The numbers are known as opcodes. In ROM, our little program would look like this:

// Assume a is at address 128

// Assume F is at address 129

Addr opcode/value

0    3             // CONB 1

1    1

2    4             // SAVEB 128

3    128

4    3             // CONB 1

5    1

6    4             // SAVEB 129

7    129

8    1             // LOADA 128

9    128

10   3             // CONB 5

11   5

12   10            // COM

13   14            // JG 17

14   31

15   1             // LOADA 129

16   129

17   2             // LOADB 128

18   128

19   8             // MUL

20   5             // SAVEC 129

21   129

22   1             // LOADA 128

23   128

24   3             // CONB 1

25   1

26   6             // ADD

27   4             // SAVEB 128

28   128

29   11            // JUMP 4

30   8

31   18            // STOP

You can see that 7 lines of C code became 17 lines of assembly language and that became 31 bytes in ROM.

The instruction decoder needs to turn each of the opcodes into a set of signals that drive the different components inside the microprocessor. Let's take the ADD instruction as an example and look at what it needs to do:

  • During the first clock cycle we need to actually load the instruction. Therefore the instruction decoder needs to:
    • activate the tri-state buffer for the program counter
    • activate the RD line
    • activate the data-in tri-state buffer
    • latch the instruction into the instruction register
  • During the second clock cycle the ADD instruction is decoded. It needs to do very little:
    • Set the operation of the ALU to addition
    • Latch the output of the ALU into the C register
  • During the third clock cycle, the program counter is incremented (in theory this could be overlapped into the second clock cycle).

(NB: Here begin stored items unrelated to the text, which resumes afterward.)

PR #1307, opened 2022-10-19
kpatch-build: relax vmlinux "Linux version" grep

joe-lawrence:
When determining the linux version from a vmlinux file, we assume that `strings` output will show "Linux version <version>" at the beginning of the line.

This assumption was observed to not hold true for clang on s390x:

  $ strings ./build/linux-5.18/vmlinux | grep -m1 -e "Linux version"
  mY*Linux version 5.18.0 (root@xyz.com) (clang version 14.0.5 (Fedora 14.0.5-1.fc36), GNU ld version 2.37-36.fc36) #7 SMP Wed Oct 19 12:47:00 EDT 2022

Relax the regular expression to look for "Linux version <word>", but not anchored at the beginning of the line.

Reported-by: Yulia Kopkova <ykopkova@redhat.com>

### DIFF
--- a/kpatch-build/kpatch-build
+++ b/kpatch-build/kpatch-build
@@ -806,7 +806,7 @@ if [[ -n "$USERSRCDIR" ]]; then
 	[[ ! -e "$VMLINUX" ]] && die "can't find vmlinux"
 
 	# Extract the target kernel version from vmlinux in this case.
-	VMLINUX_VER="$(strings "$VMLINUX" | grep -m 1 -e "^Linux version" | awk '{ print($3); }')"
+	VMLINUX_VER="$(strings "$VMLINUX" | grep -m1 -o -e 'Linux version \S*' | awk '{print $3}')"
 	if [[ -n "$ARCHVERSION" ]]; then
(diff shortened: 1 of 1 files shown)


joe-lawrence:
Hi @sumanthkorikkar : I don't think we ever tested s390x support with the llvm toolset.  Our internal QE tried that case and discovered this bug.  At the same time, even with this change in place, clang-14 doesn't support kpatch-build's s390x ARCH_KCFLAGS (-mno-pic-data-is-text-relative -fno-section-anchors).  Do you know if there are comparable clang flags, or should we have kpatch-build declare no support for this combination (s390x and clang).  Thanks.

sumanthkorikkar:
Hi Joe, I will check with our team. Thanks.

sumanthkorikkar:
Hi Joe, our compiler team will look into enabling -mno-pic-data-is-text-relative for s390 clang. Thanks.

sumanthkorikkar:
Hi Joe, After discussion with our compiler team, mcmodel flag can be used for clang + s390. I compile tested it and kpatch module loads fine with mcmodel=large. Our compiler team will also likely provide clang -mno-pic-data-is-text-relative as an alias to -mcmodel=medium (which is also mcmodel=large on SystemZ)

PR #1311, opened 2022-11-07
examples: add /proc/version kpatch sample

joe-lawrence:
Create a simple kpatch test that should apply across a wide range of kernels.  The version_proc_show() is a good candidate as it's easy to verify and hasn't been touched upstream since 2008.


joe-lawrence:
This patch is pretty similar to the cmdline-string.patch, but touches a function that hasn't changed in forever.  Having a patch like this _really_ useful for quick tests, so I stashed it in the examples/ directory.

jpoimboe (approved):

Every instruction can be broken down as a set of sequenced operations like these that manipulate the components of the microprocessor in the proper order. Some instructions, like this ADD instruction, might take 2 or 3 clock cycles. Others might take 5 or 6 clock cycles.

Performance
The number of transistors available has a huge effect on the performance of a processor. As seen earlier, a typical instruction in a processor like an 8088 took 15 clock cycles to execute. Because of the design of the multiplier, it took approximately 80 cycles just to do one 16-bit multiplication on the 8088. With more transistors, much more powerful multipliers capable of single-cycle speeds become possible.

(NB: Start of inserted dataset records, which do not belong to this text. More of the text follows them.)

PR #1312, opened 2022-11-08
three fix of elf file creation

ZhangHongchen1:
Hi Josh,
 We are preparing to support a new architecture:LoongArch . But we find some common problems of this tool,So I think we can submit the common patches firstly,Then the fllowing LoongArch support.
These three patches solve the following problem:
1. e_flags is not written in the end file,we should save it,beause it holds processor-specific flags.
2. clean up the symbol replacement algorithm. When we want add LoongArch support,we find out we should add
  !strcmp(rela->sym->name, ".orc_unwind_ip"). IMO, too many compares in the code is not a good idea, so I clean the code and
  make it easy to read.
3. when one symbol is not included in the output elf file,the related rela of debug info section should also not be included. If we
  don't follow it,then the rela would refer to an not included symbol which contains random data.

More transistors also allow a technology called pipelining. In a pipelined architecture, instruction execution overlaps. So even though it might take 5 clock cycles to execute each instruction, there can be 5 instructions in various stages of execution simultaneously. That way it looks like one instruction completes every clock cycle.

Many modern processors have multiple instruction decoders, each with its own pipeline. This allows multiple instruction streams, which means more than one instruction can complete during each clock cycle. This technique can be quite complex to implement, so it takes lots of transistors.

The trend in processor design has been toward full 32-bit ALUs with fast floating point processors built in and pipelined execution with multiple instruction streams. There has also been a tendency toward special instructions (like the MMX instructions) that make certain operations particularly efficient. There has also been the addition of hardware virtual memory support and L1 caching on the processor chip. All of these trends push up the transistor count, leading to the multi-million transistor powerhouses available today. These processors can execute about one billion instructions per second!